The Nstatus was quantified with reference to the average Nw shown by pixels in optimal conditions according to the NNI map (0.9 < NNI ≤ 1.1). The deficit found in the plant Nstatus was used to prescribe the amount of N that should be applied to the soil by the farmer; further investigation would be needed in order to predict the N availability for plants when fertilizers are applied to the soil, considering the losses mainly due to water leakage. Moreover, further studies should address a higher number of fertilization supplies to better evaluate the proposed method effectiveness.
5. Conclusions
This study proved that airborne hyperspectral imagery can be used to detect N deficient areas in maize crops. The parameters of interest for the production of the NNI (Nitrogen Nutrition Index) map (i.e., the leaf actual N concentration (%Na) and the dry mass (Wflight)) were successfully estimated with indices MCARI/MTVI2 (R2 = 0.69) and MTVI2 (R2 = 0.80), respectively. The obtained map constitutes an innovative attempt to calculate the NNI from airborne data over an entire field and allowed to distinguish areas characterized by different N availability (i.e., deficit, optimal and surplus).
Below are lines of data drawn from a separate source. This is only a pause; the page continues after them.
PR #3269, opened 2021-03-21
Fix Aeon ACU description

Melanol:
There is no energy consumption. I guess it was removed at some point.


shalkya:
we are talking here about the chrono dampner.

PR #3271, opened 2021-03-29
Fix Ingame CPU Benchmark

Uveso:
Benchmark is now testing RAM speed, not CPU calculating speed.

Benchmarks: (lower = better)
old= old CPU benchmark
new= new RAM benchmark
             
old: 144 new: 98 - netjaxx ( i7-6700K DDR4 )
old: 156 new: 144 - Uveso ( i7-4790K DDR3 )
old: 184 new: 115 - Moby ( Ryzen 5 DDR4 )
old: 327 new: 325 - Lionheart ( Q8400 DDR2 )
Bench1

Ingame gamespeed multiplayer: (higher = better)
+7 netjaxx ( i7-6700K DDR4 ) CPU is slower than i7-4790 but RAM is DDR4
+6 Moby ( Ryzen 5 DDR4 ) slightly faster than i7-4790K Also because of DDR4
+6 Uveso ( i7-4790K DDR3 )
+3 Lionheart ( Q8400 DDR2 ) Old Intel Core 2 Quad
Bench2

### DIFF
--- a/lua/ui/lobby/lobby.lua
+++ b/lua/ui/lobby/lobby.lua
@@ -5228,20 +5228,15 @@ local BenchTime
 --  CPU Benchmarking Functions
 --------------------------------------------------
 function CPUBenchmark()
+    -- Uveso: Actual we are checking more or less RAM speed not CPU speed
     --This function gives the CPU some busy work to do.
     --CPU score is determined by how quickly the work is completed.
     local totalTime = 0
     local lastTime
     local currTime
     local countTime = 0
-    --Make everything a local variable
-    --This is necessary because we don't want LUA searching through the globals as part of the benchmark
-    local h
-    local i
-    local j
-    local k
-    local l
-    local m
+    local TABLE1 = 'ABC123.-/'
+    local TABLE2 = {}
     for h = 1, 48, 1 do
         -- If the need for the benchmark no longer exists, abort it now.
         if not lobbyComm then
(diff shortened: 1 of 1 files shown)


KionX:
I don't see any proof that speed is limited by memory.
+3 Lionheart ( Q8400 DDR2 ) - slow cpu and slow memory.
+7 netjaxx ( i7-6700K DDR4 ) - fast cpu and fast memory.

Uveso:
Yes, a benchmark with CPU and RAM would be more accurate. (i had both benchmarks running while testing)
If we also bench with CPU then we would have these results:

CPU+RAM: 121 netjaxx ( i7-6700K DDR4 )
CPU+RAM: 149 Moby ( Ryzen 5 DDR4 )
CPU+RAM: 150 Uveso ( i7-4790K DDR3 )
CPU+RAM: 326 Lionheart ( Q8400 DDR2 )

This is reflecting the real ingame situation better than only a RAM test.
But because we had many trouble to benchmark CPUs in idle state i decided to make a benchmark without CPU load.
(Running both benchmarks cost the same time, both marks are only calculating half of the normal loops. So we could add it without any drawbacks - beside the idle problem)

The proof or idea why RAM is the bottleneck is my own testing with different PCs, CPU and RAM clocks.
I also posted some benchmark results inside the old forum with different RAM speeds on the same PC.
The conclusion was that the CPU speed does not affect the SIM speed on fast CPUs like i7 or Ryzen 5.
But RAM speed does. Especially latency (not throughput) is affecting the sim speed.

I have no idea why the Ryzen with DDR4 has the same speed than the 4790K with DDR3 RAM
Its a new PC and i have not played around with it (no time)

Uveso:
I readded the CPU Benchmark, now we have a better result, but it can be manipulated like before.

New results:

CPU+RAM: 123 netjaxx ( i7-6700K DDR4 ) Gamespeed +0,5 compared to i7-4790K
CPU+RAM: 152 Uveso ( i7-4790K DDR3 )
CPU+RAM: 155 Moby ( Ryzen 5 DDR4 ) Gamespeed +-0 compared to i7-4790K
CPU+RAM: 333 Lionheart ( Q8400 DDR2 )  Gamespeed -4 compared to i7-4790K

So the benchmark result reflect the ingame situation very good.

GodFuper:
Maybe need to make the "Host" the ability to request to make a reTest cpu for any player. For example, I created a game and an unknown player came to me. I don't want to ask him, so I personally remotely run this reCPU and wait for the result.

One of the disadvantages is that this can be abused.

shalkya:
tested
ref : https://forums.faforever.com/viewtopic.php?f=45&t=15908#p160934
https://forums.faforever.com/viewtopic.php?f=2&t=18816#p182378

PR #3273, opened 2021-04-09
Updated loading tips to reflect the OC changes correctly

FemtoZetta:
See title, just updating the tips to correct information.


shalkya:
just tested, it cost me 60k e to oc at 15000 damage

FemtoZetta:
Yes, but you should need 67k in your storage to be able to use 60k energy for OC, according to the formula. I guess it could be reworded to make that more clear...

shalkya:
maybe "Overcharge can deal up to 15,000 damage to a unit, costing 60k energy, but it requires to have 67k energy capacity"
tell me if you prefer that, either way i will merge it

FemtoZetta:
grafik
grafik

I found something weird... It only used like 44k energy to deal 15k damage.

FemtoZetta:
I reworded it a bit, now it should be clearer.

The good agreement between the NNI calculated from remote sensing and the NNI from field measurement (R2 = 0.70) supports the use of aerial data instead of traditional time consuming measurements.
The NNI map represented a crucial step for the production of a variable rate N fertilization map to be used for a rational management of the field, based on the comparison between the N accumulated in the aboveground biomass in each pixel (Nw) and the mean value of N found in optimal areas calculated through the NNI map (Nw_opt). The difference between Nw and Nw_opt (Nstatus) allowed to identify N deficit areas in correspondence of pixels where the Nstatus assumed a negative value. Only the 23% of the field was identified as N deficient and the maximum suggested fertilization rate was equal to 50 kg N ha−1. It is worth noting that the presence of vegetation in optimal conditions in the scene is necessary to compute Nw_opt and consequently Nstatus. This makes the method hardly applicable in field characterized by a widespread N deficiency where N optimal areas cannot be identified.
The method presented in this study allowed to define the minimum amount of N to apply without decreasing crop production and at the same time avoiding excessive fertilization in order to guarantee a proper management of the environmental resources in agricultural practices. Furthermore, the availability of measurements repeated over time could offer a valuable tool for a more sustainable field management during the growing season.